BEGIN Raw data

PR #2668, opened 2026-06-14
feat(otel): Add distributed tracing across app and workspace server

pauldambra:
## Problem

We lacked end-to-end visibility into requests flowing between the Electron main process and the workspace server. This made it difficult to diagnose latency and trace tRPC calls across process boundaries.

## Changes

- Added OpenTelemetry distributed tracing across the app and workspace server.
- Introduced a new `otel-trace.ts` utility in the main process exposing `initOtelTracing`, `getMainTracer`, and `shutdownOtelTracing`, backed by the workspace server's `node-tracing` module.
- Initialized OTEL tracing at app startup in `main/index.ts` and wired graceful shutdown of the trace exporter into the app lifecycle service.
- Added a tRPC tracing middleware (`tracingMonitor`) that wraps each call via `traceTrpcCall`, composed alongside the existing call-rate monitor on `publicProcedure`.
- Tracing is gated on PostHog configuration (`VITE_POSTHOG_API_KEY` / `VITE_POSTHOG_API_HOST`) and returns `null` when not configured.
- Added the required OpenTelemetry dependencies (`@opentelemetry/api`, `context-zone`, `exporter-trace-otlp-http`, `sdk-trace-base`, `sdk-trace-node`, `sdk-trace-web`).
- Added unit tests (`otel-trace.test.ts`) covering initialization gating, provider registration, and shutdown flush behavior.

## How did you test this?

- Added and ran unit tests in `apps/code/src/main/utils/otel-trace.test.ts` covering:
  - Returning `null` when the API key or host is missing/invalid.
  - Registering a provider and returning a tracer when configured.
  - Flushing and shutting down the provider on shutdown.
  - No-op shutdown when the provider was never created.

## Automatic notifications

- [ ] Publish to changelog?

---


packages/workspace-server/src/serve.ts
```diff
@@ -33,6 +36,7 @@ const shutdown = (reason: string) => {
   if (shuttingDown) return;
   shuttingDown = true;
   process.stdout.write(`[workspace-server] shutdown (${reason})\n`);
+  void shutdownOtelTracing();
```
pauldambra: > [!NOTE]

**[qa-team/reliability]** 🟠 HIGH

`shutdown()` calls `void shutdownOtelTracing()` (fire-and-forget) and then `process.exit(0)` synchronously on the next line when `server` is null. The flush (`forceFlush()` + `shutdown()`) is async and never completes before the process exits, so buffered spans — the `BatchSpanProcessor` holds them up to `scheduledDelayMillis: 2000` — are dropped on every clean shutdown. The non-null path (`server.close()` + 3s exit timer) doesn't await it either. Make `shutdown` await the flush before exiting, bounded by the grace timer — e.g. `shutdownOtelTracing().finally(() => process.exit(0))`. Compare the main process, which awaits `shutdownOtelTracing()` in app-lifecycle.

apps/code/src/renderer/utils/otel-trace.ts
```diff
@@ -0,0 +1,130 @@
...
+    observer.observe({ entryTypes: ["longtask"] });
+  } catch {
+    // longtask is not observable in every environment; ignore.
+  }
+}
+
+function flushOnUnload(): void {
+  if (typeof window === "undefined") return;
+  window.addEventListener("pagehide", () => {
+    void tracerProvider?.forceFlush();
```
pauldambra, line 132: > [!NOTE]

**[qa-team/reliability]** 🟡 MEDIUM

The renderer only flushes via a `pagehide` listener with a fire-and-forget `void tracerProvider?.forceFlush()`, and the provider is never `shutdown()`. In Electron, `pagehide`/`beforeunload` are unreliable on app quit and window close, and the forceFlush promise isn't awaited. With the 2s batch delay, the most recent renderer spans (`react.commit`, `route.navigate`, `browser.longtask`) will routinely be lost. Consider also flushing on `visibilitychange`→hidden.

packages/workspace-server/src/node-tracing.ts
```diff
@@ -0,0 +1,113 @@
...
+    sampler: new ParentBasedSampler({
+      root: new TraceIdRatioBasedSampler(OTEL_TRACE_SAMPLE_RATIO),
+    }),
+    spanProcessors: [
+      new BatchSpanProcessor(
+        new OTLPTraceExporter({
+          url,
+          headers: { Authorization: `Bearer ${apiKey}` },
+        }),
+        { scheduledDelayMillis: 2000 },
```
pauldambra: > [!NOTE]

The exporter/sampler shape here is identical to `apps/code/src/renderer/utils/otel-trace.ts`: the `${apiHost}/i/v1/traces` path, the `new URL()` guard, the `Authorization: Bearer` header, `ParentBasedSampler(TraceIdRatioBasedSampler(OTEL_TRACE_SAMPLE_RATIO))`, and `scheduledDelayMillis: 2000`. The Web-vs-Node provider split is a real divergence and should stay split — but the validated-url + sampler + the magic `/i/v1/traces` and `2000` are one idea expressed twice. The sample ratio is already shared via `@posthog/shared`; the path and batch delay are not. Consider a small host-neutral helper taking `{ apiKey, apiHost }` so those constants live once. (Counterpoint from the reviewers: duplication may be cheaper than the wrong abstraction here — a conscious call either way.)

packages/workspace-server/src/with-span.ts
```diff
@@ -0,0 +1,25 @@
+import { type Attributes, SpanStatusCode } from "@opentelemetry/api";
+import { getWorkspaceServerTracer } from "./otel-trace";
+
+export async function withSpan<T>(
+  name: string,
+  attributes: Attributes,
+  fn: () => Promise<T>,
+): Promise<T> {
+  const tracer = getWorkspaceServerTracer();
```
pauldambra: > [!NOTE]

**[xp]** 🟡 MEDIUM

`withSpan` reaches into the `getWorkspaceServerTracer()` module singleton, while its sibling `traceTrpcCall` (same package, same concern) takes the tracer as a parameter. Two conventions for "where a span gets its tracer." Passing the tracer into `withSpan` too would make it consistent and testable without standing up the module mock that `with-span.test.ts` needs.

apps/code/src/renderer/utils/otel-trace.ts
```diff
@@ -0,0 +1,130 @@
...
+
+let tracerProvider: WebTracerProvider | null = null;
+let tracer: Tracer | null = null;
+
+export function initOtelTracing(): Tracer | null {
+  const apiKey = import.meta.env.VITE_POSTHOG_API_KEY;
+  const apiHost =
+    import.meta.env.VITE_POSTHOG_API_HOST || "https://internal-c.posthog.com";
+
+  if (!apiKey) {
```
pauldambra: > [!NOTE]

**[xp]** 🟡 MEDIUM

This is the most branch-heavy of the three init sites (key-missing gating, url-invalid guard, longtask observer, navigation span start/end pairing, profiler threshold) but has no colocated test, while `node-tracing.ts` and `with-span.ts` are well covered. At minimum test the null-gating and the `traceNavigations` start/end lifecycle — that pairing is the kind of thing that breaks silently.

apps/code/src/renderer/utils/otel-trace.ts
```diff
@@ -0,0 +1,130 @@
...
+import type { ProfilerOnRenderCallback } from "react";
+
+const SLOW_COMMIT_THRESHOLD_MS = 16;
+
+let tracerProvider: WebTracerProvider | null = null;
+let tracer: Tracer | null = null;
+
+export function initOtelTracing(): Tracer | null {
+  const apiKey = import.meta.env.VITE_POSTHOG_API_KEY;
+  const apiHost =
```
pauldambra: > [!NOTE]

**[qa-team/compatibility]** 🟢 LOW

Asymmetric no-op gating: the renderer defaults `apiHost` to `https://internal-c.posthog.com` and exports whenever `VITE_POSTHOG_API_KEY` is present, while `node-tracing.ts` requires BOTH key and host. A build with only the key set would export renderer traces but silently no-op main/workspace-server traces — half-instrumented, disconnected traces. Align the two gates (either both default the host or neither does).

packages/workspace-client/src/client.ts
```diff
@@ -32,7 +41,7 @@ export function createWorkspaceClient(connection: WorkspaceConnection) {
         false: httpBatchLink({
           url,
           transformer: superjson,
-          headers: () => headers,
+          headers: () => tracePropagationHeaders(headers),
```
pauldambra, line 44: > [!NOTE]

**[paul]** 🟢 LOW

`tracePropagationHeaders` injects traceparent on every workspace request unconditionally. When no provider is registered the global propagator should be a no-op, but worth confirming we're not adding empty/garbage headers to every tRPC call. A test asserting "no traceparent header when tracing disabled" would lock that down.

packages/workspace-server/src/services/git/service.ts
```diff
@@ -685,11 +686,10 @@ export class GitService extends TypedEventEmitter<GitCloneEvents> {
...
     signal?: AbortSignal,
   ): Promise<SyncOutput> {
-    const pullResult = await this.pull(
-      directoryPath,
-      remote,
-      undefined,
-      signal,
+    const pullResult = await withSpan(
+      "git.sync.pull",
+      { "git.remote": remote },
```
pauldambra, line 694: > [!NOTE]

**[qa-team/security]** 🟢 LOW

The `git.sync.pull`/`git.sync.push` spans set `git.remote` and export it to the OTLP endpoint. Here it's the remote *name* ("origin"), which is fine — but a resolved remote *URL* can embed credentials (`https://user:token@host/...`) or private repo names. Confirm only the remote name (never a resolved URL) can ever reach a span attribute.

pauldambra (commented):
QA Swarm review complete — see inline comments. (Diff base note: an earlier pass was run against a stale local `main`; this review reflects the authoritative PR diff against origin/main. Two findings about an `agent.ts` error-masking change and a duplicate `initializePostHog` were stale-diff artifacts and have been dropped.)

packages/workspace-server/src/node-tracing.ts
```diff
@@ -0,0 +1,113 @@
...
+  options: NodeTracingOptions,
+): NodeTracing | null {
+  const apiKey = process.env.VITE_POSTHOG_API_KEY;
+  const apiHost = process.env.VITE_POSTHOG_API_HOST;
+
+  if (!apiKey || !apiHost) {
+    return null;
+  }
+
+  const url = `${apiHost}/i/v1/traces`;
```
pauldambra: > [!NOTE]

**[security-audit/ssrf + qa-team]** 🟢 LOW / ⚪ NIT

Two small hardening notes on the URL build: (1) `${apiHost}/i/v1/traces` double-slashes if the host is configured with a trailing slash — strip it first. (2) The `new URL(url)` guard validates parseability but not scheme; a misconfigured `http://` host would send the `Authorization: Bearer` header in cleartext. Not runtime-exploitable (host is a build/launch-time constant), but asserting `protocol === "https:"` (allowing localhost http in dev) is cheap hardening. Same applies to the renderer init.

pauldambra:
> [!NOTE]
>
> Multi-perspective review: qa-team, paul-reviewer, xp-reviewer, security-audit

Well-structured, well-gated tracing plumbing that no-ops cleanly when unconfigured, with a genuine DRY win (the shared node factory) and good parameterised tests. One real correctness bug holds it back from a clean pass: buffered spans are dropped on shutdown.

### Key findings

**🟠 HIGH**
- **`serve.ts:39` — shutdown drops spans.** `void shutdownOtelTracing()` is fire-and-forget before a synchronous `process.exit(0)`; the flush never completes, so every clean workspace-server shutdown loses up to 2s of buffered spans. Await the flush within the grace window.

**🟡 MEDIUM**
- **`renderer otel-trace.ts:128` — renderer flush is unreliable** (`pagehide`-only, fire-and-forget, no `shutdown()`); recent renderer spans routinely lost.
- **`node-tracing.ts:67` ↔ renderer — exporter/sampler shape duplicated** across node + web; `/i/v1/traces` and `scheduledDelayMillis: 2000` are magic numbers not shared even though the ratio is. *(convergent: paul + xp)*
- **`with-span.ts:9` — inconsistent tracer acquisition**: `withSpan` reaches into the singleton, `traceTrpcCall` takes the tracer as a param. Pick one.
- **`renderer otel-trace.ts` — no colocated test** for the most branch-heavy init site (gating, url-guard, longtask, navigation start/end, profiler threshold).

**🟢 LOW / ⚪ NIT**
- Gating asymmetry (renderer defaults host + needs only key; node needs both) → possible half-instrumented traces.
- `git.remote` exported (name only today — confirm a resolved URL can't reach it).
- traceparent injected unconditionally on every workspace call (add a "no header when disabled" test).
- URL build: double-slash on trailing-slash host; `new URL()` doesn't assert `https:` scheme.
- No log line at init → at 2% sampling, hard to tell "tracing flowing" from "silently broken."
- Renderer→main traces are not linked to main/workspace-server (electron-trpc IPC has no traceparent hop) — already documented as a deliberate deferral in this PR.

### Convergence (highest confidence)
- **node↔web provider duplication** — flagged independently by paul and xp.
- **renderer→main propagation gap** — flagged by qa-team and security-audit (both note it's an acknowledged, non-blocking gap).

### Reviewer summaries

| Reviewer | Assessment |
| --- | --- |
| 🔍 qa-team | Correct gating + sampling; the shutdown-flush handling (server + renderer) is the one real defect — request changes on that, rest is LOW/NIT. |
| 👤 paul | No correctness blockers in his read; "don't let it drift" (dup provider setup, no init log) + a "confirm no header when disabled" test. Stamp-with-comments. |
| 📐 xp | Genuine DRY win; tighten `withSpan`/`traceTrpcCall` consistency and add the missing renderer test. "Make it right" polish on working code. |
| 🛡 security-audit | No exploitable findings. Bearer key is a public `phc_` ingestion key; span attributes deliberately low-sensitivity; inbound traceparent is behind the shared-secret auth. Two LOW hardening notes only. |

> **Diff-base note:** an earlier pass ran against a stale local `main` and surfaced two findings (an `agent.ts` error-masking change, a duplicate `initializePostHog`) that are **not** in the authoritative PR diff — those were dropped from this review.

---

packages/workspace-server/src/serve.ts
pauldambra: Fixed in 7ca2bcf — `shutdown()` now awaits `shutdownOtelTracing()` (bounded by the existing grace timer) before `process.exit`, so a clean workspace-server shutdown no longer drops buffered spans.

apps/code/src/renderer/utils/otel-trace.ts
pauldambra: Fixed in 7ca2bcf — the renderer now also flushes on `visibilitychange`→hidden in addition to `pagehide` (which is unreliable in Electron).

packages/workspace-server/src/node-tracing.ts
pauldambra: Addressed in 7ca2bcf — URL building is now `buildTracesEndpoint()` in @posthog/shared (used by node + renderer), and the batch delay is `OTEL_BATCH_DELAY_MS`, shared alongside the ratio. The magic `/i/v1/traces` and `2000` now live once. The Node-vs-Web provider stays split by design.

packages/workspace-server/src/with-span.ts
pauldambra: Fixed in 7ca2bcf — `withSpan` now takes the tracer as its first parameter, matching `traceTrpcCall`; the singleton lookup moved to the call sites and the unit test no longer needs a module mock.

apps/code/src/renderer/utils/otel-trace.ts
pauldambra: Fixed in 7ca2bcf — added `apps/code/src/renderer/utils/otel-trace.test.ts` covering null-gating, the `traceNavigations` start/end lifecycle, and the profiler commit threshold.

apps/code/src/renderer/utils/otel-trace.ts
pauldambra: Fixed in 7ca2bcf — renderer init now requires both key AND host (dropped the `internal-c` default), matching `node-tracing.ts` and the existing log transport, so a key-only build can't half-instrument.

packages/workspace-client/src/client.ts
pauldambra: Addressed in 7ca2bcf — added `packages/workspace-client/src/client.test.ts` asserting no `traceparent` header is added when tracing is disabled (OTel's global propagator defaults to no-op) and that the input headers aren't mutated.

packages/workspace-server/src/services/git/service.ts
pauldambra: Confirmed: the only value placed in the attribute is the remote *name* (defaults to `origin`) — a resolved remote URL (which could embed credentials) never reaches a span attribute. Resolving as no-change-needed.

packages/workspace-server/src/node-tracing.ts
pauldambra: Fixed in 7ca2bcf — `buildTracesEndpoint()` strips trailing slashes and asserts an `https:` scheme (allowing `localhost`/127.0.0.1 http for dev), shared by node + renderer.

packages/workspace-server/src/with-span.test.ts
```diff
@@ -0,0 +1,62 @@
...
+      withSpan("op", { a: 1 }, async () => {
+        throw new Error("boom");
+      }),
+    ).rejects.toThrow("boom");
+
+    expect(span.recordException).toHaveBeenCalled();
+    expect(span.setStatus).toHaveBeenCalled();
+    expect(span.end).toHaveBeenCalled();
+  });
+});
```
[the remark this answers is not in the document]
pauldambra: Added in 3f2dcfc — a success-path case asserting the resolved value is returned unchanged, `span.end` is called, and neither `recordException` nor an error status is set.

packages/workspace-server/src/services/agent/agent.ts
```diff
@@ -683,49 +684,64 @@ When creating pull requests, add the following footer at the end of the PR descr
...
-          onMcpServersReady: (serverNames) => {
-            this.mcpAppsService.handleDiscovery(serverNames).catch((err) => {
-              this.log.warn("MCP Apps discovery failed", {
-                error: err instanceof Error ? err.message : String(err),
-              });
-            });
-          },
+      const acpConnection = await withSpan(
+        "agent.run.start",
+        {
```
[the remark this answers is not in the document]
pauldambra: Keeping `agent.run.start`. The span wraps only the `agent.run()` call, which resolves once the ACP connection is established — the streaming happens afterwards over the returned connection, outside this span. So the span's duration is the startup phase; `agent.run` would misleadingly imply it covers the whole (multi-minute) run. The name reflects the actual scope.

packages/shared/src/constants.ts
```diff
@@ -9,3 +9,23 @@
 export const SELF_DRIVING_SETUP_TASK_FLAG =
   "posthog-code-self-driving-setup-task";
 export const BRANCH_PREFIX = "posthog-code/";
+
+export const OTEL_TRACE_SAMPLE_RATIO = 0.02;
+
+export const OTEL_BATCH_DELAY_MS = 2000;
+
+export function buildTracesEndpoint(apiHost: string): string | null {
+  const url = `${apiHost.replace(/\/+$/, "")}/i/v1/traces`;
```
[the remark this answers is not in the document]
pauldambra: Fixed in c04e8e3 — replaced the `/\/+$/` trailing-slash regex with a linear `while (host.endsWith("/"))` loop, so there's no polynomial backtracking on a long run of slashes.

packages/workspace-client/src/client.ts
pauldambra: Correction: the unit test I mentioned was reverted in 4e9526a — adding `vitest` to workspace-client (which had no test runner) tripped react-doctor's Socket supply-chain gate on `vitest@4.0.10`. The no-op-when-disabled behaviour is guaranteed by construction anyway: with no provider registered, OTel's global propagator is the default `NoopTextMapPropagator`, so `propagation.inject` adds nothing. `tracePropagationHeaders` is private again.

END Raw data

Go back to the start of the listing above. Reproduce each line exactly, ending with the line that contains "- Registering a".

__Answer for this exercise__.
PR #2668, opened 2026-06-14
feat(otel): Add distributed tracing across app and workspace server

pauldambra:
## Problem

We lacked end-to-end visibility into requests flowing between the Electron main process and the workspace server. This made it difficult to diagnose latency and trace tRPC calls across process boundaries.

## Changes

- Added OpenTelemetry distributed tracing across the app and workspace server.
- Introduced a new `otel-trace.ts` utility in the main process exposing `initOtelTracing`, `getMainTracer`, and `shutdownOtelTracing`, backed by the workspace server's `node-tracing` module.
- Initialized OTEL tracing at app startup in `main/index.ts` and wired graceful shutdown of the trace exporter into the app lifecycle service.
- Added a tRPC tracing middleware (`tracingMonitor`) that wraps each call via `traceTrpcCall`, composed alongside the existing call-rate monitor on `publicProcedure`.
- Tracing is gated on PostHog configuration (`VITE_POSTHOG_API_KEY` / `VITE_POSTHOG_API_HOST`) and returns `null` when not configured.
- Added the required OpenTelemetry dependencies (`@opentelemetry/api`, `context-zone`, `exporter-trace-otlp-http`, `sdk-trace-base`, `sdk-trace-node`, `sdk-trace-web`).
- Added unit tests (`otel-trace.test.ts`) covering initialization gating, provider registration, and shutdown flush behavior.

## How did you test this?

- Added and ran unit tests in `apps/code/src/main/utils/otel-trace.test.ts` covering:
  - Returning `null` when the API key or host is missing/invalid.
  - Registering a provider and returning a tracer when configured.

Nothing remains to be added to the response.